Step 1: Understanding the Topic:
This problem is from "Magnetic Effects of Current." It covers two fundamental concepts: the magnetic field produced by a circular current loop at its center and the definition of magnetic dipole moment for a coil. A current-carrying coil acts as a magnet, and these equations quantify its strength.
Step 2: Key Formulas and Approach:
Magnetic field at the center of a coil: $B = \frac{\mu_0 N I}{2r}$.
Magnetic moment of a coil: $M = N \cdot I \cdot A$.
Area of a circular coil: $A = \pi r^2$.
Step 3: Detailed Explanation:
Identify given values: $N = 100$, $r = 5 \text{ cm} = 0.05 \text{ m}$, and $B = 3.14 \times 10^{-3} \text{ T}$ (Note that $3.14 \approx \pi$).
Find Current ($I$): Rearrange the field formula:
\[ I = \frac{2 \cdot r \cdot B}{\mu_0 \cdot N} \]
\[ I = \frac{2 \times 0.05 \times (\pi \times 10^{-3})}{4\pi \times 10^{-7} \times 100} \]
The $\pi$ cancels out:
\[ I = \frac{0.1 \times 10^{-3}}{4 \times 10^{-5}} = \frac{10^{-4}}{4 \times 10^{-5}} = \frac{10}{4} = 2.5 \text{ A} \]

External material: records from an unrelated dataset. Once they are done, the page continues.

PR #8802, opened 2020-04-17
Add "no-check-version" option to ValidateCommand

kubawerlos:
Field `version` can be a useful source of truth for packages that are not published on Packagist.

### DIFF
--- a/src/Composer/Util/ConfigValidator.php
+++ b/src/Composer/Util/ConfigValidator.php
@@ -40,10 +40,11 @@ class ConfigValidator
      *
      * @param string $file                       The path to the file
      * @param int    $arrayLoaderValidationFlags Flags for ArrayLoader validation
+     * @param bool   $checkVersion               Whether or not check if version field is present
      *
      * @return array a triple containing the errors, publishable errors, and warnings
      */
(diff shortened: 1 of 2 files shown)


src/Composer/Util/ConfigValidator.php
```diff
@@ -40,10 +40,11 @@ public function __construct(IOInterface $io)
      *
      * @param string $file                       The path to the file
      * @param int    $arrayLoaderValidationFlags Flags for ArrayLoader validation
+     * @param bool   $checkVersion               Whether or not check if version field is present
      *
      * @return array a triple containing the errors, publishable errors, and warnings
      */
-    public function validate($file, $arrayLoaderValidationFlags = ValidatingArrayLoader::CHECK_ALL)
+    public function validate($file, $arrayLoaderValidationFlags = ValidatingArrayLoader::CHECK_ALL, $checkVersion = true)
```
Seldaek, line 47: I'd rather have a $flags argument taking constants like the $arrayLoaderValidationFlags but for flags of the ConfigValidator. There would only be one flag now, but it's a more future proof API then.

kubawerlos: @Seldaek like this?

Seldaek: Yup, thanks!

PR #8803, opened 2020-04-19
Add a Composer\Versions class which is available in all projects at runtime to query installed packages/versions

Seldaek:
Open questions:

- Naming? Does `Composer\Versions` make sense? Are all public methods there sensibly named and understandable?
- Is `Versions::reload()` to allow projects like PHPUnit to integrate this without conflicting with the project they run in? Sounds potentially tricky but I couldn't think of a better solution right now. If someone has one please do tell.
- Is this going to be ok performance wise or can opcache caching of the array in `installed.php` be improved by dumping this in another way somehow? Would it be better to also include the array directly in the `Composer\Versions` class definition? /cc @nicolas-grekas

### DIFF
--- a/src/Composer/InstalledVersions.php
+++ b/src/Composer/InstalledVersions.php
@@ -1,0 +1,186 @@
+<?php
+
+namespace Composer;
+
+use Composer\Semver\VersionParser;
+
+/**
+ * This class is copied in every Composer installed project and available to all
+ *
+ * To require it's presence, you can require `composer-runtime-api ^2.0`
+ */
+class InstalledVersions
+{
+    private static $installed;
+
+    /**
+     * Returns a list of all package names which are present, either by being installed, replaced or provided
+     *
+     * @return string[]
+     * @psalm-return list<string>
+     */
+    public static function getInstalledPackages()
+    {
+        return array_keys(self::$installed['versions']);
+    }
+
+    /**
+     * Checks whether the given package is installed
+     *
+     * This also returns true if the package name is provided or replaced by another package
+     *
+     * @param  string $packageName
+     * @return bool
+     */
+    public static function isInstalled($packageName)
+    {
+        return isset(self::$installed['versions'][$packageName]);
+    }
+
+    /**
+     * Checks whether the given package satisfies a version constraint
+     *
+     * e.g. If you want to know whether version 2.3+ of package foo/bar is installed, you would call:
+     *
+     *   Composer\InstalledVersions::satisfies(new VersionParser, 'foo/bar', '^2.3')
+     *
+     * @param VersionParser $parser      Install composer/semver to have access to this class and functionality
+     * @param string        $packageName
+     * @param ?string       $constraint  A version constraint to check for, if you pass one you have to make sure composer/semver is required by your package
+     *
+     * @return bool
+     */
+    public static function satisfies(VersionParser $parser, $packageName, $constraint)
+    {
+        $constraint = $parser->parseConstraints($constraint);
+        $provided = $parser->parseConstraints(self::getVersionRanges($packageName));
+
+        return $provided->matches($constraint);
+    }
+
+    /**
+     * Returns a version constraint representing all the range(s) which are installed for a given package
+     *
+     * It is easier to use this via isInstalled() with the $constraint argument if you need to check
+     * whether a given version of a package is installed, and not just whether it exists
+     *
+     * @param  string $packageName
+     * @return string Version constraint usable with composer/semver
+     */
+    public static function getVersionRanges($packageName)
+    {
+        if (!isset(self::$installed['versions'][$packageName])) {
+            throw new \OutOfBoundsException('Package "' . $packageName . '" is not installed');
+        }
+
+        $ranges = array();
+        if (isset(self::$installed['versions'][$packageName]['pretty_version'])) {
+            $ranges[] = self::$installed['versions'][$packageName]['pretty_version'];
+        }
+        if (array_key_exists('aliases', self::$installed['versions'][$packageName])) {
+            $ranges = array_merge($ranges, self::$installed['versions'][$packageName]['aliases']);
+        }
+        if (array_key_exists('replaced', self::$installed['versions'][$packageName])) {
+            $ranges = array_merge($ranges, self::$installed['versions'][$packageName]['replaced']);
+        }
+        if (array_key_exists('provided', self::$installed['versions'][$packageName])) {
+            $ranges = array_merge($ranges, self::$installed['versions'][$packageName]['provided']);
+        }
+
+        return implode(' || ', $ranges);
+    }
+
+    /**
+     * @param  string      $packageName
+     * @return string|null If the package is being replaced or provided but is not really installed, null will be returned as version, use satisfies or getVersionRanges if you need to know if a given version is present
+     */
+    public static function getVersion($packageName)
+    {
+        if (!isset(self::$installed['versions'][$packageName])) {
+            throw new \OutOfBoundsException('Package "' . $packageName . '" is not installed');
+        }
+
+        if (!isset(self::$installed['versions'][$packageName]['version'])) {
+            return null;
+        }
+
+        return self::$installed['versions'][$packageName]['version'];
+    }
+
+    /**
+     * @param  string      $packageName
+     * @return string|null If the package is being replaced or provided but is not really installed, null will be returned as version, use satisfies or getVersionRanges if you need to know if a given version is present
+     */
+    public static function getPrettyVersion($packageName)
+    {
+        if (!isset(self::$installed['versions'][$packageName])) {
+            throw new \OutOfBoundsException('Package "' . $packageName . '" is not installed');
+        }
+
+        if (!isset(self::$installed['versions'][$packageName]['pretty_version'])) {
+            return null;
+        }
+
+        return self::$installed['versions'][$packageName]['pretty_version'];
+    }
+
+    /**
+     * @param  string      $packageName
+     * @return string|null If the package is being replaced or provided but is not really installed, null will be returned as reference
+     */
+    public static function getReference($packageName)
+    {
+        if (!isset(self::$installed['versions'][$packageName])) {
+            throw new \OutOfBoundsException('Package "' . $packageName . '" is not installed');
+        }
+
+        if (!isset(self::$installed['versions'][$packageName]['reference'])) {
+            return null;
+        }
+
+        return self::$installed['versions'][$packageName]['reference'];
+    }
+
+    /**
+     * @return array
+     * @psalm-return array{name: string, version: string, reference: string, pretty_version: string, aliases: string[]}
+     */
+    public static function getRootPackage()
+    {
+        return self::$installed['root'];
+    }
+
+    /**
+     * Returns the raw installed.php data for custom implementations
+     *
+     * @return array[]
+     * @psalm-return array{root: array{name: string, version: string, reference: string, pretty_version: string, aliases: string[]}, versions: list<string, array{pretty_version: ?string, version: ?string, aliases: ?string[], reference: ?string, replaced: ?string[], provided: ?string[]}>}
+     */
+    public static function getRawData()
+    {
+        return self::$installed;
+    }
+
+    /**
+     * Lets you reload the static array from another file
+     *
+     * This is only useful for complex integrations in which a project needs to use
+     * this class but then also needs to execute another project's autoloader in process,
+     * and wants to ensure both projects have access to their version of installed.php.
+     *
+     * A typical case would be PHPUnit, where it would need to make sure it reads all
+     * the data it needs from this class, then call reload() with
+     * `require $CWD/vendor/composer/installed.php` (or similar) as input to make sure
+     * the project in which it runs can then also use this class safely, without
+     * interference between PHPUnit's dependencies and the project's dependencies.
+     *
+     * @param  array[] $data A vendor/composer/installed.php data set
+     * @return void
+     *
+     * @psalm-param array{root: array{name: string, version: string, reference: string, pretty_version: string, aliases: string[]}, versions: list<string, array{pretty_version: ?string, version: ?string, aliases: ?string[], reference: ?string, replaced: ?string[], provided: ?string[]}>} $data
+     */
+    public static function reload($data)
+    {
+        self::$installed = $data;
+    }
+}
--- a/src/Composer/Repository/FilesystemRepository.php
+++ b/src/Composer/Repository/FilesystemRepository.php
@@ -14,6 +14,8 @@ namespace Composer\Repository;
 
 use Composer\Json\JsonFile;
 use Composer\Package\Loader\ArrayLoader;
+use Composer\Package\RootPackageInterface;
+use Composer\Package\AliasPackage;
 use Composer\Package\Dumper\ArrayDumper;
 use Composer\Installer\InstallationManager;
 use Composer\Util\Filesystem;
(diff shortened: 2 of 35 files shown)


nicolas-grekas:
Would it make sense to add a method on the class loader instead? Could that replace the reload method, by having the instance in the autoloading stack report this info, for the scope it knows about?

src/Composer/Repository/FilesystemRepository.php
```diff
@@ -105,5 +116,70 @@ public function write($devMode, InstallationManager $installationManager)
...
+            // add real installed packages
+            foreach ($packages as $package) {
+                if ($package instanceof AliasPackage) {
+                    continue;
+                }
+                $versions['versions'][$package->getName()] = array(
+                    'pretty_version' => $package->getPrettyVersion(),
+                    'version' => $package->getVersion(),
+                    'aliases' => array(),
+                    'reference' => $package->getSourceReference() ?: $package->getDistReference() ?: null,
```
aschempp, line 138: Should this check how the package was installed instead of picking source first if available (`$package->getInstallationSource()`)?

src/Composer/Versions.php
```diff
@@ -0,0 +1,200 @@
...
+
+        return self::$installed['root'];
+    }
+
+    /**
+     * Returns the raw installed.php data for custom implementations
+     *
+     * @return array[]
+     */
+    public static function getAll()
```
aschempp, line 162: `Versions::getAll()` sounds like _getting all versions_ to me. Maybe it should rather be `getRawData()`?

src/Composer/Versions.php
```diff
@@ -0,0 +1,200 @@
...
+    public static function reload($file)
+    {
+        self::$installed = require $file;
+    }
+
+    private static function initialize()
+    {
+        if (!self::$installed) {
+            if (basename(__DIR__) === 'Composer') {
+                throw new \LogicException('This class should only be used once dumped into vendor/composer/Versions.php');
```
aschempp, line 194: How can this ever not be true? Also, the class does not seem to be dumped (contrary to `ocramius/package-versions`)? Are we intentionally not checking if the file exists, but have `require` fail with a ambiguous message?

src/Composer/Repository/FilesystemRepository.php
Seldaek: Yup that probably makes sense will fix.

src/Composer/Versions.php
Seldaek: The class gets dumped into vendor/composer/Versions.php, so once it is there this is not true anymore and the class is usable. If it gets used directly from src/Composer/Versions.php then it'll fail to initialize so I wanted to make sure that doesn't happen.

staabm:
//cc @Ocramius as author of https://github.com/Ocramius/PackageVersions might bring in some useful input

nicolas-grekas:
> Not sure how the class loader is related to installed packages?

I think the autoloader is a good entry point yes. It has the appropriate scope. It could just be one method to get access to a Versions object.

> And/or would it dump the installed.php again on dump-autoload?

As best fits.

naderman:
`Composer\Versions` is nice and simple, but not sure if something like `Composer\InstalledVersions` or so would make it a bit clearer that this isn't a semver library but the way to access installed package info?

naderman:
I don't think this should be tied to the autoloader but remain separate, technically this can be used without the autoloader, and there is no reason to regenerate/re-dump this, when dumping the autoloader, it's rather directly tied to installed.json. I do wonder if there should be some way to work out if packages are dev requirements or if $devMode in any other way should influence the generated file?

Ocramius:
Would `Composer\Versions` have a meta-package that we can rely upon to have stable API guarantees? Something like `composer-plugin-api` comes in mind.

src/Composer/Versions.php
```diff
@@ -0,0 +1,200 @@
...
+use Composer\Semver\VersionParser;
+
+class Versions
+{
+    private static $installed;
+
+    /**
+     * Returns a list of all package names which are present, either by being installed, replaced or provided
+     *
+     * @return string[]
```
Ocramius, line 14: What's the index structure of this?

src/Composer/Versions.php
```diff
@@ -0,0 +1,200 @@
...
+    public static function getInstalledPackages()
+    {
+        self::initialize();
+
+        return array_keys(self::$installed['versions']);
+    }
+
+    /**
+     * @param  string  $packageName
+     * @param  ?string $constraint A version constraint to check for, if you pass one you have to make sure composer/semver is required by your package
```
Ocramius, line 25: Would split to a different method, such as `matchesConstraint`

src/Composer/Versions.php
```diff
@@ -0,0 +1,200 @@
+<?php
+
+namespace Composer;
+
+use Composer\Semver\VersionParser;
+
+class Versions
```
Ocramius, line 7: Maybe `Installed`? I didn't put too much thinking into naming on this, but since this is a mirror of `installed.json`, it makes sense to call it that way

src/Composer/Versions.php
naderman: It does get all installed versions? So can either be fixed by renaming the class to InstalledVersions or by calling it getAllInstalled?

src/Composer/Versions.php
```diff
@@ -0,0 +1,200 @@
...
+        if (!isset(self::$installed['versions'][$packageName])) {
+            return false;
+        }
+
+        if ($constraint === null) {
+            return true;
+        }
+
+        if (!class_exists('Composer\Semver\VersionParser')) {
+            throw new \RuntimeException('The use of the $constraint argument requires that you install composer/semver');
```
Ocramius, line 41: Uhhhhhhh this part is really ugly. Possibly best to add `VersionParser` as a parameter to a new method here, so that it is up to the caller to ensure that the symbol exists (checked also via https://github.com/maglnet/ComposerRequireChecker)

src/Composer/Versions.php
```diff
@@ -0,0 +1,200 @@
...
+    }
+
+    /**
+     * Returns a version constraint representing all the range(s) which are installed for a given package
+     *
+     * It is easier to use this via isInstalled() with the $constraint argument if you need to check
+     * whether a given version of a package is installed, and not just whether it exists
+     *
+     * @param  string $packageName
+     * @return string
```
Ocramius, line 62: Is there a better representation than `string` here? Also: what would be the use-case here?

src/Composer/Versions.php
```diff
@@ -0,0 +1,200 @@
...
+        if (!isset(self::$installed['versions'][$packageName]['version'])) {
+            return null;
+        }
+
+        return self::$installed['versions'][$packageName]['version'];
+    }
+
+    /**
+     * @param  string      $packageName
+     * @return string|null If the package is being replaced or provided but is not really installed, null will be returned as version, use getVersionRanges or isInstalled with a version argument if you need to know if a given version is present
```
Ocramius, line 110: Probably best to throw instead, and leave existence checks to `isInstalled()`

The code below already throws an `OutOfBoundsException` , so there's a confusing `string|null|throw` dichotomy

src/Composer/Versions.php
```diff
@@ -0,0 +1,200 @@
...
+        if (array_key_exists('provided', self::$installed['versions'][$packageName])) {
+            $ranges = array_merge($ranges, self::$installed['versions'][$packageName]['provided']);
+        }
+
+        return implode(' || ', $ranges);
+    }
+
+    /**
+     * @param  string      $packageName
+     * @return string|null If the package is being replaced or provided but is not really installed, null will be returned as version, use getVersionRanges or isInstalled with a version argument if you need to know if a given version is present
```
Ocramius, line 91: Probably best to throw instead, and leave existence checks to `isInstalled()`

The code below already throws an `OutOfBoundsException` , so there's a confusing `string|null|throw` dichotomy

src/Composer/Versions.php
```diff
@@ -0,0 +1,200 @@
...
+        if (!isset(self::$installed['versions'][$packageName]['pretty_version'])) {
+            return null;
+        }
+
+        return self::$installed['versions'][$packageName]['pretty_version'];
+    }
+
+    /**
+     * @param  string      $packageName
+     * @return string|null If the package is being replaced or provided but is not really installed, null will be returned as reference
```
Ocramius, line 129: Probably best to throw instead, and leave existence checks to `isInstalled()`

The code below already throws an `OutOfBoundsException` , so there's a confusing `string|null|throw` dichotomy

src/Composer/Versions.php
```diff
@@ -0,0 +1,200 @@
...
+    {
+        self::initialize();
+
+        return self::$installed['root'];
+    }
+
+    /**
+     * Returns the raw installed.php data for custom implementations
+     *
+     * @return array[]
```
Ocramius, line 160: This structure requires refinement: `array[]` is not really useful to consumers.

Maybe best to not expose it at all, if the structure cannot be guaranteed.

naderman:
Should probably have a separate composer-runtime-api to version all our generated code to be used in applications at runtime.

src/Composer/Versions.php
Ocramius: If this class is intended to be abstract, it should be `abstract` and have a `private final function __construct()`

src/Composer/Versions.php
Ocramius: Would it ever be autoloaded before being dumped? If not, moving it to something like `.stub` would prevent a PSR autoloader from accidentally picking it up.

src/Composer/Versions.php
naderman, line 91: :+1: on the null solution here

src/Composer/Repository/FilesystemRepository.php
```diff
@@ -105,5 +116,70 @@ public function write($devMode, InstallationManager $installationManager)
         });
 
         $this->file->write($data);
+
+        if ($this->dumpVersions) {
+            $versions = array('versions' => array());
+            $packages = $this->getPackages();
+            $packages[] = $rootPackage = $this->rootPackage;
+            while ($rootPackage instanceof AliasPackage) {
+                $rootPackage = $rootPackage->getAliasOf();
```
naderman, line 125: I always get confused by this, but I think you need to watch out not to apply the aliases from composer.json, but only the root aliases actually in the lock file?

nicolas-grekas:
> I don't think this should be tied to the autoloader

I understand that. I was mainly looking for a way to make the API able to report when several autoloaders are stacked (aka several `vendors/`, like when phpunit runs).

Should the list of versions start empty, then as each autoloader is activated, the list is populated with what is available?

src/Composer/Versions.php
Seldaek: It technically returns ['root' => ..., 'versions' => ...] with all the data in there which is somewhat a mess, so I think getRawData is probably more appropriate.

src/Composer/Repository/FilesystemRepository.php
Seldaek: This only affects the root package, which alias' are actually always read from composer.json's extra. Other alias packages below are only those loaded from lock file.

src/Composer/Versions.php
Seldaek: `string[]` kinda implies a numerically indexed array no? I don't see much point in adding a psalm-return for `list<int, string>` which adds no information.

Ocramius: `string[]` is `array<string|int, string>`

Ocramius: Also, `array<int, string>` allows gaps, while `list<string>` doesn't (although only understood by psalm right now)

src/Composer/Versions.php
Seldaek: It is used by the test suite, so if renamed to .stub it would need to be required by the test class.. And technically it is usable as is, you just have to call `reload()` on it if you are not using it from a dumped state. I am thinking though that reload should just take an array instead of filename. Will fix that at least.

src/Composer/Repository/FilesystemRepository.php
naderman: I don't believe that to be true. Root aliases go into the alias section of the lock file I thought? We had a conversation about a lack of tests for this specifically the other day if you remember? I'm pretty sure that root aliases shouldn't just get updated on a composer install without modifying the lock file, since they have an impact on dependency resolution?

Seldaek: I meant the alias (as in branch-alias) of the root package, not the root composer.json-defined aliases. Those are indeed stored in lock file, and I am not sure how they persist here, I have to check if these get passed correctly into the installed repo or not.

Seldaek:
Ok done updating things here, thanks everyone for your feedback!

There is now a `composer-runtime-api` platform package one can depend on, I renamed to Composer\InstalledVersions and renamed some methods as well as documented a little more to hopefully make it as self-explanatory as possible.

Regarding loading @nicolas-grekas @aschempp it is not part of the autoloader now (except for the part adding it to the classmap so it's autoloadable). It gets the array dumped in the class itself in vendor/composer/InstalledVersions.php, and IMO it'll be the responsibility of either PHPUnit or projects to make sure they call `InstalledVersions::reload(require 'vendor/composer/installed.php)` if they need it to get the project data into it in case the PHPUnit one gets autoloaded (which will depend on autoload config, how things are bootstrapped and whether PHPUnit uses the class at all..). Note that PHPUnit here is just an example, any such CI tool is likely to be affected. I think we'll have to explore this later with real use cases.

If anyone has more feedback let me know.

src/Composer/InstalledVersions.php
```diff
@@ -0,0 +1,186 @@
...
+    /**
+     * Lets you reload the static array from another file
+     *
+     * This is only useful for complex integrations in which a project needs to use
+     * this class but then also needs to execute another project's autoloader in process,
+     * and wants to ensure both projects have access to their version of installed.php.
+     *
+     * A typical case would be PHPUnit, where it would need to make sure it reads all
+     * the data it needs from this class, then call reload() with
+     * $CWD/vendor/composer/installed.php as path (or similar) to make sure the project
```
naderman, line 173: the function doesn't take a path anymore, so maybe mention that you need to load it with `require $path` return value?

Ayesh:
I think this should only happen if the root or dependencies require `composer-runtime-api ^2`, right? I'm testing now, and the classmap seems to get `Composer\InstalledVersions` and regardless.

Seldaek:
@Ayesh yes it is always available. There are other features composer-runtime-api 2.0 brings in as per https://github.com/composer/composer/blob/master/doc/07-runtime.md so I don't think it's that meaningful to turn things on when this is required. One extra class in the classmap is fairly harmless.

Ayesh:
Thank you @Seldaek for the explanation.

I was wondering how this would work when there are multiple Composer autoloaders loaded at run-time (WordPress plugins seem to do it). I will do some tests and see. Thank you.

Seldaek:
In that case the first one to load the class wins, but that's why we have the `reload()` function there so you can kinda control this. In WP with n autoloaders this might turn into a mess where every plugin needs to call reload() before using the class to ensure they get the right data though. But that's a special use case, requiring a special solution.

emodric:
This is only usable when using Composer 2? If that is true, will it be backported to Comoposer 1?

Seldaek:
Nope it won't be backported. But hopefully Composer 2 is stable soon.

emodric:
That's too bad. Can't really rely on my clients or random people on internet to use Composer 2 to make this work. Requiring Composer 2 is also not a solution, since I can't know with what environments they work.

glensc:
Luckily 2.0 has the same PHP version requirement as 1.0:
- https://github.com/composer/composer/blob/a074819a5193e6cee802947eb9ad873a2b5fe63e/composer.json#L25

well, at least now. and this is very good, otherwise, 2.0 adoption could be poor.


which brings me to a question, can project or library indicate in their composer.json that they don't work with composer 1.0?

something like this into composer.json?
- require composer-runtime-api ^2.0

Seldaek:
@emodric as @glensc pointed out yes you can require `composer-runtime-api ^2.0` to make sure that that package will be installed by Composer 2, or at least not installed/selected if the user runs Composer 1. Then you can guarantee the new InstalledVersions class is present.

emodric:
Yes, I understand how it works. However, We don't want to limit the potential user base for our product on account of using a feature as trivial as showing the user currently installed version.

I guess we will still use `ocramius/package-versions` until there are some tangible metrics on Composer 2.0 adoption.

Seldaek:
That's completely fine. I would not advise migrating just yet.. I would however recommend using `composer/package-versions-deprecated` instead which forks and replaces `ocramius/package-versions`. It offers support for both Composer 1 and 2 so it gives your users a chance to migrate smoothly, and then whenever not needed anymore you can drop the dependency.

emodric:
We actually depend on `jean85/pretty-package-versions`, and it looks like it acts as a compatibility layer, requiring either `ocramius/package-versions`, the deprecated variant, or Composer v2, depending on version installed.

PR #8807, opened 2020-04-20
backport the legacy event api that allowed the substitue of rfs

elernonelma:
as found at https://getcomposer.org/apidoc/1.10.1/Composer/Plugin/PreFileDownloadEvent.html#method_setRemoteFilesystem

### DIFF
--- a/src/Composer/Plugin/PreFileDownloadEvent.php
+++ b/src/Composer/Plugin/PreFileDownloadEvent.php
@@ -55,6 +55,16 @@ class PreFileDownloadEvent extends Event
     }
 
     /**
+     * Sets the http downloader
+     *
+     * @param HttpDownloader $httpDownloader
+     */
+    public function setHttpDownloader(HttpDownloader $httpDownloader)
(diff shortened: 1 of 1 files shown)


Seldaek:
This is not going to be possible for v2 anymore, as the http downloader is doing async stuff we must have a unique instance so replacing it is not feasible.

We could perhaps add a setProcessedUrl so the URL can be modified and make sure that event dispatchers read the URL back before executing the request though?

That said.. it sounds like maybe building smth you can plug into HTTP_PROXY env var would have been easier than the mad hacks you had to pull to support flex and co there :)

elernonelma:
Right, I agree - I'm closing this and will try to provide something that way.

Thank you @Seldaek for your time and have a nice day!

Seldaek:
@elernonelma just in case, https://github.com/composer/composer/pull/8975 implements the setProcessedUrl I suggested above.

elernonelma:
Ok thanks!

Issue #8809, opened 2020-04-20
Expand context in PostFileDownloadEvent


heddn:
In https://github.com/composer/composer/issues/8654 we added a post file download event. I'm working to dog food that new event and noticed we are missing some glaring context details. Namely the package name. Working to review the interfaces and see if that is all we are missing.

PR #8810, opened 2020-04-20
#8809: expand context for post file download event

heddn:


Seldaek:
Thanks makes sense :)

heddn:
And for posterity, here's a PoC that leverages all of this: https://github.com/heddn/php-signify-composer-integration/pull/1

Find Magnetic Moment ($M$):
First, calculate Area: $A = \pi \times (0.05)^2 = 3.14 \times 0.0025 = 0.00785 \text{ m}^2$.
Then, $M = 100 \times 2.5 \times 0.00785 = 250 \times 0.00785$.
$M = 1.9625 \text{ A m}^2 \approx 2 \text{ A m}^2$.
Thus, the current is 2.5 A and the moment is 2 units.
Step 4: Final Answer:
The current flowing is 2.5 A and the magnetic moment is 2 A m².